I began my high school career with one of my less wise decisions: to volunteer during an allschool assembly for what I had been told was a spelling bee. I was told wrong. It was a danceoff. It lasted only two minutes, but believe me, it was a looooong two minutes, filled with pumping bass, intimidating dancing upperclassmen, and me being a sort of stiff deer in the headlights and kind of bouncing up and down like that could count for the dancing part. Still, it eventually came to an end, and I scrambled back up to my seat on the bleachers, and by the next day I had pretty much stopped blushing every time I thought of it, and conversations had moved on to other topics, and I thought, Okay, so this is high school, it's not too bad, I can do this thing. And I couldI did. I’ve learned so much here, about literature, about calculus, about physics, and more general things, like work ethic, study skills—I’ve learned a lot here. It’s been a good four years. But I could have made it more. We often hear about high school as a blank page, a time you can start over. But I came to this school with a label I’d brought from middle school, a sort of “brand name”, if you will. EMILY BRUELL . It’s kind of a quiet brand, the kind of brand who takes a ton of AP classes, and who wins spelling bees, not dance competitions. The selling point of the brand is that it’s smart, although users may experience side effects such as over quietness, spending too much time stressing over tests and grades, and behavior frequently classified as nerdlike. But the thing about labels is that even with serious side effects, they’re always there. They’re secure. It’s like you have this readymade identity that you can just step into, and you don’t have to worry about who you are. And so the more I experienced these side effects, the more I clung to this brand of SMART GIRL . I even have it, here, a little prop [for the actual speech I had a sign labelled SMART ]. I worked to fulfill it, studying, working diligently on every perfectionist detail of my homework. And I don’t regret trying so hard in school. It’s given me a good work ethic. It’s gotten me places, like Bates College, that I couldn’t have gotten without working so hard. But I also made school my identity. I made SMART GIRL my identity.

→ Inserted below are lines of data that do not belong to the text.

PR #142, opened 2020-07-06
Feature/tdp 58 add attempt to assignment

Babacooll:
* Added new property _attemptsCount_ to _Assignment_ entity
* Upon user ingestion assignments is created with 0 as attempt count
* Attempt counter is increased upon LTI launch
* LTI outcome call sets the assignment status to READY if no maximum attempts or current attempt count is lower than max attempts
* Garbage collector command sets the assignment status to READY if no maximum attempts or current attempt count is lower than max attempts
* New property _attemptsCount_ is be returned in every API response

✔️ Tests running
✔️ PHPStan with max level
✔️ Infection 99% MSI

### DIFF
--- a/src/Command/GarbageCollector/AssignmentGarbageCollectorCommand.php
+++ b/src/Command/GarbageCollector/AssignmentGarbageCollectorCommand.php
@@ -58,7 +58,8 @@ class AssignmentGarbageCollectorCommand extends Command
         AssignmentRepository $assignmentRepository,
         LoggerInterface $logger,
         string $cleanUpInterval
-    ) {
+    )
+    {
         parent::__construct(self::NAME);
 
         $this->assignmentRepository = $assignmentRepository;
@@ -141,7 +142,8 @@ class AssignmentGarbageCollectorCommand extends Command
             /** @var Assignment $assignment */
             $assignmentCount = $stuckAssignments->getIterator()->count();
             foreach ($stuckAssignments as $assignment) {
-                $assignment->setState(Assignment::STATE_COMPLETED);
+                $assignment->complete();
+
                 if (!$isDryRun) {
                     $this->assignmentRepository->persist($assignment);
                 }
--- a/src/Command/GarbageCollector/AssignmentGarbageCollectorCommand.php
+++ b/src/Command/GarbageCollector/AssignmentGarbageCollectorCommand.php
@@ -58,8 +58,7 @@ class AssignmentGarbageCollectorCommand extends Command
         AssignmentRepository $assignmentRepository,
         LoggerInterface $logger,
         string $cleanUpInterval
-    )
-    {
+    ) {
         parent::__construct(self::NAME);
 
         $this->assignmentRepository = $assignmentRepository;
--- a/src/Command/GarbageCollector/AssignmentGarbageCollectorCommand.php
+++ b/src/Command/GarbageCollector/AssignmentGarbageCollectorCommand.php
@@ -109,9 +109,8 @@ class AssignmentGarbageCollectorCommand extends Command
 
             $successMessage = $numberOfCollectedAssignments !== 0
                 ? sprintf(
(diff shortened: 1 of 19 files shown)


src/Command/GarbageCollector/AssignmentGarbageCollectorCommand.php
```diff
@@ -108,9 +108,8 @@ protected function execute(InputInterface $input, OutputInterface $output)
 
             $successMessage = $numberOfCollectedAssignments !== 0
                 ? sprintf(
-                    "Total of '%s' stuck assignments were successfully marked as '%s'.",
-                    $numberOfCollectedAssignments,
-                    Assignment::STATE_COMPLETED
+                    "Total of '%s' stuck assignments were successfully collected.",
+                    $numberOfCollectedAssignments
                 )
                 : 'Nothing to update.';
```
uncleempty, line 114: Just a proposal: maybe it'd be better for readability to split ternary operator?

tests/Unit/Entity/AssignmentTest.php
```diff
@@ -0,0 +1,87 @@
+<?php
+
+declare(strict_types=1);
```
uncleempty, line 3: please move it after the copyright block :)

src/Entity/Assignment.php
```diff
@@ -134,12 +137,45 @@ public function isCancellable(): bool
...
+    {
+        $this->attemptsCount = $attemptsCount;
+
+        return $this;
+    }
+
+    public function incrementAttemptsCount(): self
+    {
+        $this->attemptsCount++;
+
```
uncleempty, line 155: Shouldn't we have a check somewhere upon calling this? Mean that it won't be the case that `attemptsCount` would be incremented to the value > than maxAttampts.
Or there is already such a check, I'm just blind? :upside_down_face:

tests/Unit/Entity/AssignmentTest.php
Babacooll: It's always before the copyright block in the whole project. Are you sure ?

uncleempty: Good question. The point is that, as I see in backend channel - we had an agreement to have `declare` block after the copyright statement (messages from 03/26 and 03/27). Maybe it's not a good point of time to change this for the whole project, but we can stick to this for the new files, no? :upside_down_face:

src/Entity/Assignment.php
Babacooll: You're right it was missing, fixed it :) !

src/Command/GarbageCollector/AssignmentGarbageCollectorCommand.php
Babacooll: Can't figure out a better way to display it unfortunately, and I don't want to shorten the message for code style purposes

tests/Functional/Action/Lti/GetUserAssignmentLtiLinkActionTest.php
```diff
@@ -158,9 +180,10 @@ public function testItReturnsLtiLinkAndUpdatedAssignmentStateToStartedWithUserna
         /** @var Assignment $assignment */
         $assignment = $this->getRepository(Assignment::class)->find(1);
         $this->assertEquals(Assignment::STATE_STARTED, $assignment->getState());
+        $this->assertEquals(2, $assignment->getAttemptsCount());
     }
 
-    public function testItReturnsLtiLinkAndUpdatedAssignmentStateToStartedWithUserGroupIdLoadBalancerStrategy(): void
+    public function testItReturnsLtiLinkAndUpdatedAssignmentStateToStartedAndIncrementsAttemptsCountWithUserGroupIdLoadBalancerStrategy(): void
```
uncleempty, line 186: We are aiming to beat Java with the class/method names length :joy:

It took me leaving here for a semester to realize that there was another reason why I clung to the brand of SMART GIRL even as its side effects made me wish I could drop it, and that was because I was scared of the power of labels. I was scared of how they could make a girl no more than a dog , effortlessly emasculate a guy or reduce a person to a scrap of his ethnicity with the use of a simple racial slur. My label may have kept me from getting invites to the wild parties, but it also gave me a niche, a place of acknowledgement and acceptance. It was certainly a better label than GIRL WHO TRIED TO DANCE BUT ENDED UP DOING MORE OF A SCARECROW IMITATION IN FRONT OF THE ENTIRE SCHOOL, which was the label I’d worried about after that assembly freshman year. No, SMART GIRL was better than that, a safe label, the kind of label that I could use to shield myself from worse labels. Knowing the power of these labels terrified me, especially because in my time away from Roaring Fork I realized something about myself, something more than what fit under SMART GIRL . I realized that I am gay. And I was terrified of the stigma that that label held. And the easiest thing to do when you are scared of something is to ignore it, to just keep on acting the way you did before you got scared. So I continued being brand SMART GIRL . I continued working to fill that identity, and to make sure that nothing contrary to it slipped out. But...now it’s out. In fact, we can make it more officialthere. Okay. [flip sign baround] The label of GAY GIRL is irrevocably revealed. And standing here, still in one piece, I’m realizing that while the label is accurate, it’s also not everything. I’m not just gay. I’m not just smart. No one is. No label is big enough to hold an entire person But we still keep trying. Which of us have never been labelled as anything, never been the CLASS CLOWN, the OVERACHIEVER, the DUMB JOCK, the DRUGGIE, the PREPPY GIRL, the SLACKER? Which of us has never felt the constricting side effects of these brands? It’s our nature to look around at people we don’t know and try to define them. Labelling and being labelled are commonplace here, almost habitual. But every time we define a person so narrowly, we miss seeing the parts that don’t fit under that definition. We are all more than the sum total of how we are seen and what is expected of us. We have this capability, this opportunity, to create our own identity and live it.
From here on out, we’re no longer in the zoology classroom, where every species has a label clearly attached. From here on out, we’ll have to learn it as we go, build our opinions of others and our own identities as best we can without the help or harm of being taught it. And to me, that’s terrifying, and it’s also really wonderful. This is it. Welcome to a time of living without readymade labels. Welcome to a time when you’ll make perfect judgements and poor ones, where you can discover pieces of yourself that fit with who you want to become and pieces that don’t. You can make up for this freedom, of course, by making more labels, labels of who is worth your time based on class, race, gender, IQ–you can make your own labels, if you want. It’ll be easy to do, and there will always be people who follow the labels you make. But you can also choose to give up these labels, to judge a person simply as a human. This is our opportunity for a life without labels. Take it.